“I’ll take it to the clinic,” he said. “Make sure it’s gone.”
She leaned her head against his shoulder. Her way out may have been gone, but he was here.
He rested his head against hers, stirring something deeper—fierce, impossible to ignore.
Maybe he didn’t see her as a shattered mess of a person.
While she wavered between doubt and hope, one truth shone through the haze.
She would burn this entire city for him.
Chapter 16
Gordon - Four Years Earlier
“Why are you trying to be a fucking hero all of a sudden?”
“It’s just fucked up. I don’t want to do it anymore.”
“What are you, a fag? It’s the same shit you’ve always been doing here.”
“I didn’t sign on to help you catch new fucktoys. That was never the deal. Why is this such a fucking issue?”
“Because you can’t leave, Gordon.”
The room faded away. He was bound in a moving car with a cloth around his mouth. Paul stared out the window, tapping his knee while a man with silver fingers drove. Every breath Gordon took sent sharp pain through his side.
The car slowed, and Paul looked down at him. The streetlights reflected off his sweaty, bald head.
“Hey, be glad I talked them out of killing you.” He shifted in the seat and pulled a knife from his belt. The gleam of his head no longer held Gordon’s focus. He thrashed in his seat, trying to right himself.
“Unfortunately, they said I have to do it since I asked for leniency.”
Silver hands grabbed his head and pulled the gag from his mouth.
He yelled and squirmed as the blade drew nearer.
Gordon bolted out of bed and tripped on the blanket before crashing to the floor. He gasped as pain radiated up his shoulder. Slowly, he rolled onto his back.
Just anightmare.
Air from the fan sent a chill through him as it touched his sweat-drenched skin.
When will they stop?
He pushed himself into a sitting position and rested his head in shaky hands.
Once he regained control, he stood and used the wall as a guide to the kitchen. He downed a glass of water and tore off a piece of bread from the loaf sitting on the counter. The apartment had been fully furnished when he moved in, but all the knives were in a drawer blocked by a chair.
The bread sat heavy in his stomach as he made his way to the bathroom and turned the shower to cold. The shock of it distracted him from everything. He always tried to force down some kind of food after the nightmares, but the shower helped the most.

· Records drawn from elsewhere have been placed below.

PR #409, opened 2026-03-30
feat: extract @tanstack/openai-base and @tanstack/ai-utils packages

AlemTuzlak:
## Summary

Extracts shared logic into two new packages to eliminate code duplication across all adapter packages:

- **`@tanstack/ai-utils`** — Zero-dependency, provider-agnostic utilities: `generateId`, `getApiKeyFromEnv`, `transformNullsToUndefined`, `ModelMeta` types + `defineModelMeta`. Used by all 9 adapter packages.
- **`@tanstack/openai-base`** — OpenAI-compatible adapter base classes and utilities: Chat Completions text adapter, Responses API text adapter, image/summarize/transcription/TTS/video adapters, schema converter (`makeStructuredOutputCompatible`), 15 tool converters, shared types. Used by `ai-openai` and `ai-grok` (full adapter inheritance) and `ai-groq`/`ai-openrouter`/`ai-ollama` (selective utility imports).

### Key results
- `ai-openai`: ~1,800 lines removed, extends `OpenAICompatibleResponsesTextAdapter`
- `ai-grok`: ~500 lines removed, extends `OpenAICompatibleChatCompletionsTextAdapter`
- `ai-groq`, `ai-openrouter`, `ai-ollama`: utility dedup via imports
- `ai-anthropic`, `ai-gemini`, `ai-fal`, `ai-elevenlabs`: `generateId`/`getApiKeyFromEnv` dedup via `ai-utils`
- **Zero breaking changes** — all public APIs remain identical
- 103 files changed, +6,469 / -3,154 lines

### New package architecture
```
@tanstack/ai (core)
    ↑
@tanstack/ai-utils (new, zero deps)
    ↑
@tanstack/openai-base (new, deps: ai-utils + openai SDK)
    ↑              ↑
ai-openai      ai-grok          ← extend adapter classes
```

## Test plan

- [x] `pnpm build` — 28/28 projects pass
- [x] `pnpm test:lib` — all unit tests pass across all packages
- [x] `pnpm test:types` — all type checks pass
- [x] `pnpm test:build` — publint validates all packages
- [x] `pnpm format` — all files formatted
- [x] New packages have dedicated test suites (21 tests in ai-utils, 48 in openai-base)
- [x] Existing tests in all migrated packages pass unchanged

## Summary by CodeRabbit

* **New Features**
  * New shared utilities package with API-key lookup, ID generation, null→undefined transform, and model-metadata types/validation
  * New OpenAI‑compatible base package providing unified adapters and tool converters for text, images, summarization, transcription, TTS, and video

* **Refactor**
  * Provider packages delegate shared logic to the new shared utilities and OpenAI‑base while preserving public APIs

* **Tests**
  * Added comprehensive tests covering utilities, schema converters, and OpenAI‑compatible adapters


packages/typescript/ai-utils/src/env.ts
```diff
@@ -0,0 +1,18 @@
+export function getApiKeyFromEnv(envVarName: string): string {
+  const env =
+    typeof globalThis !== 'undefined' && (globalThis as any).window?.env
+      ? (globalThis as any).window.env
+      : typeof process !== 'undefined'
```
tombeckenham, line 5: Install types/node as a dev dependency to avoid the lint

packages/typescript/openai-base/src/adapters/image.ts
```diff
@@ -0,0 +1,150 @@
...
+    this.client = createOpenAICompatibleClient(config)
+  }
+
+  async generateImages(
+    options: ImageGenerationOptions<TProviderOptions>,
+  ): Promise<ImageGenerationResult> {
+    const { model, prompt, numberOfImages, size } = options
+
+    // Validate inputs
+    this.validatePrompt({ prompt, model })
```
tombeckenham, line 58: These were inside the try previously and there was a logger.request

packages/typescript/openai-base/src/adapters/image.ts
```diff
@@ -0,0 +1,150 @@
...
+    // Default: no size validation — subclasses can override
+  }
+
+  protected validateNumberOfImages(
+    _model: string,
+    numberOfImages: number | undefined,
+  ): void {
+    if (numberOfImages === undefined) return
+
+    if (numberOfImages < 1 || numberOfImages > 10) {
```
tombeckenham: Why bother having a max here? Won't the adapters decide?

packages/typescript/ai-openai/src/adapters/summarize.ts
```diff
@@ -32,125 +28,24 @@ export interface OpenAISummarizeProviderOptions {
...
-    }
-
-    return prompt
+    // The text adapter accepts richer provider options than the summarize adapter needs,
+    // but we only pass basic options (model, messages, systemPrompts, etc.) at call time.
+    super(
+      new OpenAITextAdapter(
+        config,
+        model,
+      ) as unknown as ChatStreamCapable<OpenAISummarizeProviderOptions>,
```
tombeckenham: This cast is unnecessary and show be removed

packages/typescript/openai-base/src/adapters/summarize.ts
```diff
@@ -0,0 +1,145 @@
...
+    name: string = 'openai-compatible',
+  ) {
+    super({}, model)
+    this.name = name
+    this.textAdapter = textAdapter
+  }
+
+  async summarize(options: SummarizationOptions): Promise<SummarizationResult> {
+    const systemPrompt = this.buildSummarizationPrompt(options)
+
```
tombeckenham, line 52: missing logger.request.

packages/typescript/openai-base/src/adapters/summarize.ts
```diff
@@ -0,0 +1,145 @@
...
+    let usage = { promptTokens: 0, completionTokens: 0, totalTokens: 0 }
+
+    for await (const chunk of this.textAdapter.chatStream({
+      model: options.model as TModel,
+      messages: [{ role: 'user', content: options.text }],
+      systemPrompts: [systemPrompt],
+      maxTokens: options.maxLength,
+      temperature: 0.3,
+      logger: options.logger,
+    } as TextOptions<TProviderOptions>)) {
```
tombeckenham: use satisfies instead of as

packages/typescript/openai-base/src/adapters/summarize.ts
```diff
@@ -0,0 +1,145 @@
...
+    this.name = name
+    this.textAdapter = textAdapter
+  }
+
+  async summarize(options: SummarizationOptions): Promise<SummarizationResult> {
+    const systemPrompt = this.buildSummarizationPrompt(options)
+
+    let summary = ''
+    const id = generateId(this.name)
+    let model = options.model
```
tombeckenham, line 55: I've never understood why the model is passed both when constructing, AND in options. I thought the whole idea is to use this.model throughout the code so that we could avoid casting.

packages/typescript/openai-base/src/adapters/summarize.ts
```diff
@@ -0,0 +1,145 @@
...
+      }
+      if (chunk.type === 'RUN_FINISHED') {
+        if (chunk.usage) {
+          usage = chunk.usage
+        }
+      }
+      // Surface failures: the underlying chatStream emits RUN_ERROR instead of
+      // throwing, so without this branch summarize() would return an empty
+      // summary and pretend a failed run succeeded.
+      if (chunk.type === 'RUN_ERROR') {
```
tombeckenham: There is no longer a try / catch around summarize. Was this intentional? Logger errors are not captured. It also looks like there is some additional error handling

packages/typescript/openai-base/src/adapters/summarize.ts
```diff
@@ -0,0 +1,145 @@
...
+
+    return { id, model, summary, usage }
+  }
+
+  async *summarizeStream(
+    options: SummarizationOptions,
+  ): AsyncIterable<StreamChunk> {
+    const systemPrompt = this.buildSummarizationPrompt(options)
+
+    yield* this.textAdapter.chatStream({
```
tombeckenham: missing logging

packages/typescript/openai-base/src/adapters/responses-text.ts
```diff
@@ -0,0 +1,1119 @@
...
+    // AG-UI lifecycle tracking
+    const aguiState = {
+      runId: generateId(this.name),
+      messageId: generateId(this.name),
+      timestamp,
+      hasEmittedRunStarted: false,
+    }
+
+    try {
+      const response = await this.client.responses.create(
```
tombeckenham, line 108: logger.request missing. Was this intentional?

packages/typescript/openai-base/src/adapters/responses-text.ts
```diff
@@ -0,0 +1,1119 @@
...
+    const jsonSchema = this.makeStructuredOutputCompatible(
+      outputSchema,
+      outputSchema.required || [],
+    )
+
+    try {
+      // Strip streaming-only fields a subclass override of mapOptionsToRequest
+      // might have returned (parallel to chat-completions's structuredOutput
+      // cleanup) — sending stream_options to a non-streaming call is a 4xx.
+      const {
```
tombeckenham, line 185: missing logger.request

packages/typescript/openai-base/src/adapters/responses-text.ts
```diff
@@ -0,0 +1,1119 @@
...
+        },
+        {
+          headers: chatOptions.request?.headers,
+          signal: chatOptions.request?.signal,
+        },
+      )
+
+      // Extract text content from the response
+      const rawText = this.extractTextFromResponse(
+        response as OpenAI_SDK.Responses.Response,
```
tombeckenham: use satisfies instead of as

packages/typescript/openai-base/src/adapters/responses-text.ts
```diff
@@ -0,0 +1,1119 @@
...
+    let hasEmittedStepStarted = false
+    // Track whether we've emitted a terminal RUN_FINISHED so the
+    // end-of-stream fallback below knows to synthesise one when the upstream
+    // cuts off without a response.completed event.
+    let runFinishedEmitted = false
+
+    try {
+      for await (const chunk of stream) {
+        // Emit RUN_STARTED on first chunk
+        if (!aguiState.hasEmittedRunStarted) {
```
tombeckenham, line 358: You're missing the logger.provider line here. Is this intentional? You haven't mentioned these changes in the PR

packages/typescript/openai-base/src/adapters/responses-text.ts
```diff
@@ -0,0 +1,1119 @@
...
+          yield asChunk({
+            type: 'RUN_STARTED',
+            runId: aguiState.runId,
+            model: model || options.model,
+            timestamp,
+          })
+        }
+
+        const handleContentPart = (contentPart: {
+          type: string
```
tombeckenham, line 369: This type is now a lot wider. It doesn't seem to be a problem, but flagging anyway

packages/typescript/ai-openai/src/adapters/text.ts
```diff
@@ -872,207 +125,35 @@ export class OpenAITextAdapter<
...
       OpenAI_SDK.Responses.ResponseCreateParams,
       'stream'
     > = {
-      model: options.model,
-      temperature: options.temperature,
-      max_output_tokens: options.maxTokens,
-      top_p: options.topP,
-      metadata: options.metadata,
-      instructions: options.systemPrompts?.join('\n'),
       ...modelOptions,
```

He rinsed away the layer of sweat, running through a mental checklist of possibilities for the task ahead.
There had to be a camera planted somewhere. It was just a matter of finding it. Enforcers weren’t strangers to bug detectors, but they weren’t as reliable in a heavily populated area flooded with tablets and other devices.
After his frigid shower, he returned to the kitchen. His appetite was sporadic, so he tried to eat whenever he felt a pang of hunger. He didn’t have much weight on him to lose and he’d already had to take his belt in an extra notch.
Maybe he would buy a load of protein shakes.